PR #54, opened 2020-03-31
JSON Standardization

BryanGraeser:
This PR adapts our json files and json file handling to reflect the data serialization now described on our architecture doc: https://docs.google.com/document/d/16eRPdaEX9A8tzajSBrh408LHoDjVKKBYueRL1Z9o_WA/edit# .

Please let me know what you think of this data serialization model, particularly if there is anything in the level json that should be in the global json or vice versa.

### DIFF
--- a/core/assets/jsons/global.json
+++ b/core/assets/jsons/global.json
@@ -1,0 +1,66 @@
+{
+  "player":  {
+    "radius":      	0.4,
+    "bodytype":    	"dynamic",
+    "density":        1.0,
+    "friction":       0.0,
+    "restitution":    0.0,
+    "force": 		 80.0,
+    "damping": 		 10.0,
+    "maxspeed": 	  5.0,
+    "startframe":       0,
+    "walklimit":		4,
+    "flarecount":       5,
+    "texture":     	"player",
+    "debugcolor":  	"white",
+    "debugopacity":	192
+  },
+  "enemies": {
+    "typeA":  {
+      "radius": 0.4,
+      "bodytype": "dynamic",
+      "density": 1.0,
+      "friction": 0.0,
+      "restitution": 0.0,
+      "force": 80.0,
+      "damping": 10.0,
+      "maxspeed": 5.0,
+      "startframe": 0,
+      "walklimit": 4,
+      "texture": "enemy",
+      "debugcolor": "white",
+      "debugopacity": 192
+    }
+  },
+  "exit": {
+    "size":           [ 1.25, 1.25],
+    "bodytype":    	  "static",
+    "density":  	  0.0,
+    "friction":       0.0,
+    "restitution":    0.0,
+    "texture":       "goal",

**********

Task details: Look through the entries above and find each line where the word "white" occurs; copy those lines.

Solution to the problem:
+    "debugcolor":  	"white",
+      "debugcolor": "white",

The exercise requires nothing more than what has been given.